In de weken na de invoering van de NIPT-test voor zwangere vrouwen, kwamen bij het Erasmus MC al 1.200
aanvragen binnen.
NIPT betekent niet-invasieve prenatale test. Hiermee wordt, via het bloed van de moeder, het nog ongeboren kind gecontroleerd op het syndroom van Down en andere chromosoomafwijkingen. NIPT is betrouwbaarder dan de combinatietest, die tot nu toe gangbaar is. Voorheen kregen uitsluitend vrouwen met een verhoogde kans op een kind met een chromosoomafwijking een NIPT. Sinds april 2017 kunnen alle zwangere vrouwen die dat willen deze test ondergaan. Renée te Poele-Akkermans van de afdeling Klinische Genetica beantwoordde, samen met haar collega’s, onderstaande vragen.
Hoeveel zwangere vrouwen willen een NIPT?
“Verwacht werd dat de helft van de zwangeren voor de test zou kiezen. Dit ging resulteren, zo is berekend, in landelijk gemiddeld 360 tests per dag.
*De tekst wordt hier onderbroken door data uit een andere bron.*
PR #1444, opened 2022-07-21
Don't show parentheses when results are not yet fetched in Query History

elenatanasoiu:
We missed a place where we needed to check if results are present before attempting to show them.

## Before

Screenshot 2022-07-21 at 16 52 21

## After

Screenshot 2022-07-21 at 17 08 19

## Checklist

### DIFF
--- a/extensions/ql-vscode/src/vscode-tests/no-workspace/history-item-label-provider.test.ts
+++ b/extensions/ql-vscode/src/vscode-tests/no-workspace/history-item-label-provider.test.ts
@@ -2,7 +2,7 @@ import { env } from 'vscode';
 import { expect } from 'chai';
 import { QueryHistoryConfig } from '../../config';
 import { HistoryItemLabelProvider } from '../../history-item-label-provider';
-import { CompletedLocalQueryInfo, CompletedQueryInfo, InitialQueryInfo } from '../../query-results';
+import { CompletedLocalQueryInfo, CompletedQueryInfo, InitialQueryInfo, QueryHistoryInfo } from '../../query-results';
 import { RemoteQueryHistoryItem } from '../../remote-queries/remote-query-history-item';
 
 
@@ -84,7 +84,7 @@ describe('HistoryItemLabelProvider', () => {
 
   describe('remote queries', () => {
     it('should interpolate query when user specified', () => {
-      const fqi = createMockRemoteQueryInfo('xxx');
+      const fqi = createMockRemoteQueryInfo({ userSpecifiedLabel: 'xxx' });
 
       expect(labelProvider.getLabel(fqi)).to.eq('xxx');
 
@@ -96,7 +96,7 @@ describe('HistoryItemLabelProvider', () => {
     });
 
     it('should interpolate query when not user-specified', () => {
-      const fqi = createMockRemoteQueryInfo();
+      const fqi = createMockRemoteQueryInfo({});
 
       expect(labelProvider.getLabel(fqi)).to.eq('xxx query-name (javascript) xxx');
 
@@ -109,14 +109,14 @@ describe('HistoryItemLabelProvider', () => {
     });
 
     it('should use number of repositories instead of controller repo if available', () => {
-      const fqi = createMockRemoteQueryInfo(undefined, 2);
+      const fqi = createMockRemoteQueryInfo({ repositoryCount: 2 });
 
       config.format = '%t %q %d %s %f %r %%';
       expect(labelProvider.getLabel(fqi)).to.eq(`${dateStr} query-name (javascript) 2 repositories in progress query-file.ql (16 results) %`);
     });
 
     it('should get query short label', () => {
-      const fqi = createMockRemoteQueryInfo('xxx');
+      const fqi = createMockRemoteQueryInfo({ userSpecifiedLabel: 'xxx' });
 
       // fall back on user specified if one exists.
       expect(labelProvider.getShortLabel(fqi)).to.eq('xxx');
@@ -126,7 +126,15 @@ describe('HistoryItemLabelProvider', () => {
       expect(labelProvider.getShortLabel(fqi)).to.eq('query-name');
     });
 
-    function createMockRemoteQueryInfo(userSpecifiedLabel?: string, repositoryCount?: number) {
+    function createMockRemoteQueryInfo({
+      resultCount = 16,
+      userSpecifiedLabel = undefined,
+      repositoryCount = 0
+    }: {
+      resultCount?: number;
+      userSpecifiedLabel?: string;
+      repositoryCount?: number;
+    }): QueryHistoryInfo {
       return {
         t: 'remote',
         userSpecifiedLabel,
@@ -142,7 +150,7 @@ describe('HistoryItemLabelProvider', () => {
           repositoryCount,
         },
         status: 'in progress',
-        resultCount: 16,
+        resultCount,
       } as unknown as RemoteQueryHistoryItem;
     }
   });
--- a/extensions/ql-vscode/src/vscode-tests/no-workspace/history-item-label-provider.test.ts
+++ b/extensions/ql-vscode/src/vscode-tests/no-workspace/history-item-label-provider.test.ts
@@ -138,7 +138,31 @@ describe('HistoryItemLabelProvider', () => {
       it('should skip displaying them', () => {
         const fqi = createMockRemoteQueryInfo({ resultCount: 0, repositoryCount: 2 });
         config.format = '%t %q %d %s %f %r %%';
-        expect(labelProvider.getLabel(fqi)).to.eq(`${dateStr} query-name (javascript) 2 repositories in progress query-file.ql  %`);
+        expect(labelProvider.getLabel(fqi)).to.eq(`${dateStr} query-name (javascript) 2 repositories in progress query-file.ql %`);
+      });
+    });
+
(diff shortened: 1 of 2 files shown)


extensions/ql-vscode/src/vscode-tests/no-workspace/history-item-label-provider.test.ts
```diff
@@ -126,7 +126,35 @@ describe('HistoryItemLabelProvider', () => {
...
+        expect(labelProvider.getLabel(fqi)).to.eq(`${dateStr} query-name (javascript) 2 repositories in progress query-file.ql (16 results) %`);
+      });
+    });
+
+    describe('when results are not present', () => {
+      it('should skip displaying them', () => {
+        const fqi = createMockRemoteQueryInfo({ resultCount: 0, repositoryCount: 2 });
+
+        config.format = '%t %q %d %s %f %r %%';
+        expect(labelProvider.getLabel(fqi)).to.eq(`${dateStr} query-name (javascript) 2 repositories in progress query-file.ql  %`);
```
robertbrignull, line 143: Hmm, there's a double space at the end here. It shows up in the screenshots too, though it isn't too noticeable unless you're looking for it. I'm wondering how much we care about that. It's better than having the `()` but it's not perfect.

We could try moving the space after the paren into the replacement string and out of the format string. What do you think?

extensions/ql-vscode/src/vscode-tests/no-workspace/history-item-label-provider.test.ts
```diff
@@ -126,7 +126,35 @@ describe('HistoryItemLabelProvider', () => {
...
+      });
+    });
+
+    interface mockRemoteQueryInterface {
```
charisk, line 147: Interface names should start with a capital letter.

I'm not sure why we're defining an interface here though, we could just say that the return type of `createMockRemoteQueryInfo` is `RemoteQueryHistoryItem`.

BTW (and this is nothing to do with your changes, I'm just sharing some thoughts) I'm not very keen on the approach we've been taking around "forcing" a type on an object when it's not entirely true. I think it can lead to confusing code. What I mean with that is that we do `as unknown as RemoteQueryHistoryItem` (and not just `as RemoteQueryHistoryItem`), presumably because the object doesn't define all the fields it needs in order to be a proper `RemoteQueryHistoryItem`. Then the user of this object will assume it's a proper `RemoteQueryHistoryItem` and could fail if trying to access one of its values. I think that's confusing from an engineer's perspective. We should set all the fields instead. If that's a pain then we need to build helpers around creating these objects.

extensions/ql-vscode/src/vscode-tests/no-workspace/history-item-label-provider.test.ts
```diff
@@ -95,8 +95,8 @@ describe('HistoryItemLabelProvider', () => {
       expect(labelProvider.getLabel(fqi)).to.eq(`${dateStr} query-name (javascript) github/vscode-codeql-integration-tests in progress %::${dateStr} query-name (javascript) github/vscode-codeql-integration-tests in progress %`);
     });
 
-    it('should interpolate query when not user specified', () => {
-      const fqi = createMockRemoteQueryInfo();
+    it('should interpolate query when user not specified', () => {
```
shati-patel, line 98: Maybe I'm reading this incorrectly, but this change seems wrong 🤔 We're testing the case where the label is not user specified (not whether the user is specified).

The original is correct, though could probably be clearer! 🙈

shati-patel (commented):
Good spot! I hadn't noticed the empty parentheses either 😄 

+1 to the existing reviews, and just a tiny extra comment from me 🤏🏽

extensions/ql-vscode/src/vscode-tests/no-workspace/history-item-label-provider.test.ts
elenatanasoiu: > Interface names should start with a capital letter.

Thanks 👍 

> we could just say that the return type of createMockRemoteQueryInfo is RemoteQueryHistoryItem.

In this case we were setting `userSpecifiedLabel` and `repositoryCount` which aren't present on `RemoteQueryHistoryItem`. 

But I agree this could be a lot cleaner.

extensions/ql-vscode/src/vscode-tests/no-workspace/history-item-label-provider.test.ts
elenatanasoiu: Thanks @shati-patel! I have gone with `should interpolate query when not user-specified` in the end.

extensions/ql-vscode/src/vscode-tests/no-workspace/history-item-label-provider.test.ts
elenatanasoiu: I had a look at moving the space into the replacement string. Unfortunately, the spaces are set extension-wide [via `this.config.format`](https://github.com/github/vscode-codeql/blob/main/extensions/ql-vscode/src/history-item-label-provider.ts#L26-L28). 

The config is built from whatever list of elements are passed to it, like we do [here](https://github.com/github/vscode-codeql/blob/2cf5b39cfeaf5306bd8ade30607c62112deb1823/extensions/ql-vscode/src/history-item-label-provider.ts#L81-L87):

```
private getRemoteInterpolateReplacements(item: RemoteQueryHistoryItem): InterpolateReplacements {
    return {
      t: new Date(item.remoteQuery.executionStartTime).toLocaleString(env.language),
      q: `${item.remoteQuery.queryName} (${item.remoteQuery.language})`,
      d: this.buildRepoLabel(item),
      r: `(${pluralize(item.resultCount, 'result', 'results')})`,
      s: item.status,
      f: path.basename(item.remoteQuery.queryFilePath),
      '%': '%'
    };
  }
```

and then builds something like what we define in the tests: 

```
config.format = '%t %q %d %r %s %f  %%';
```

elenatanasoiu:
Thanks for reviewing everyone!

extensions/ql-vscode/src/vscode-tests/no-workspace/history-item-label-provider.test.ts
aeisenberg: We _could_ add some extra handling of spaces during interpolation. After the interpolated string is generated, we can then squash all whitespace into a single space. I don't see a use case for fine-grained control over whitespace. Any repeated whitespace is most likely due to odd interactions with interpolation, like this. So, I think squashing would give a nicer experience.

This is just like HTML does, which makes me think that since vscode is an electron app, do you know if duplicate spaces actually render in the UI?

extensions/ql-vscode/src/vscode-tests/no-workspace/history-item-label-provider.test.ts
```diff
@@ -140,7 +140,7 @@ describe('HistoryItemLabelProvider', () => {
         const fqi = createMockRemoteQueryInfo({ resultCount: 0, repositoryCount: 2 });
 
         config.format = '%t %q %d %s %f %r %%';
-        expect(labelProvider.getLabel(fqi)).to.eq(`${dateStr} query-name (javascript) 2 repositories in progress query-file.ql  %`);
+        expect(labelProvider.getLabel(fqi)).to.eq(`${dateStr} query-name (javascript) 2 repositories in progress query-file.ql %`);
```
aeisenberg, line 143: Would be nice to have a new test that exercises all sorts of whitespace squashing. After that, looks good.

elenatanasoiu: Have added some extra tests.

aeisenberg (approved):

extensions/ql-vscode/src/vscode-tests/no-workspace/history-item-label-provider.test.ts
charisk: (feel free to merge the PR, just some thoughts from me - we could tidy up in a future PR)

 I'm really not following what this object is supposed to be. It seems to have a bunch of properties - some from `RemoteQueryHistoryItem` and some not. The function under test is `getLabel` and that takes a `QueryHistoryInfo` so I think that's what this object is supposed to be, but it has a few issues. I think the following would remove type errors, but I'm unsure why `in progress` is expected and not `InProgress` so that will likely fail:

```
function createMockRemoteQueryInfo({
  resultCount = 16,
  userSpecifiedLabel = undefined,
  repositoryCount = 0
}: {
  resultCount?: number;
  userSpecifiedLabel?: string;
  repositoryCount?: number;
}): QueryHistoryInfo {
  return {
    t: 'remote',
    userSpecifiedLabel,
    remoteQuery: {
      executionStartTime: date.getTime(),
      queryName: 'query-name',
      queryFilePath: 'query-file.ql',
      controllerRepository: {
        owner: 'github',
        name: 'vscode-codeql-integration-tests'
      },
      language: 'javascript',
      actionsWorkflowRunId: 123,
      queryText: 'query-text',
      repositoryCount,
    },
    resultCount,
    completed: false,
    queryId: 'query-id'
  };
}
```

elenatanasoiu: Thank for this @charisk! 

I've added `QueryHistoryInfo` as a return type without the extra fields and the tests run fine. 

Oddly it didn't complain about missing fields. 🤔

In de praktijk lijkt dit aardig overeen te komen.”
Hoeveel NIPT’s zijn al uitgevoerd?
“In de eerste drie weken zijn er landelijk ruim 6.000 aanvragen binnengekomen, waarvan zo’n 1.200 bij het Erasmus MC. Daar worden dus zo’n 80 tests per dag ontvangen. Voor meer dan de helft van de aanvragen hebben we de NIPT-tests al uitgevoerd en de resultaten teruggekoppeld.”
Wat moeten deze vrouwen betalen?
“Een eigen bijdrage van 175 euro. Dat is ongeveer even veel als voor de combinatietest.”
Naar welke ziektes zoeken jullie?
“We onderzoeken op trisomie 21 (Downsyndroom), trisomie 18 (Edwardssyndroom) en trisomie 13 (Patausyndroom). Als er van een van deze chromosomen te veel DNA wordt gevonden, is dat een sterke aanwijzing voor deze aandoening bij het kind.”
Hoe lang duurt het krijgen van de uitslag?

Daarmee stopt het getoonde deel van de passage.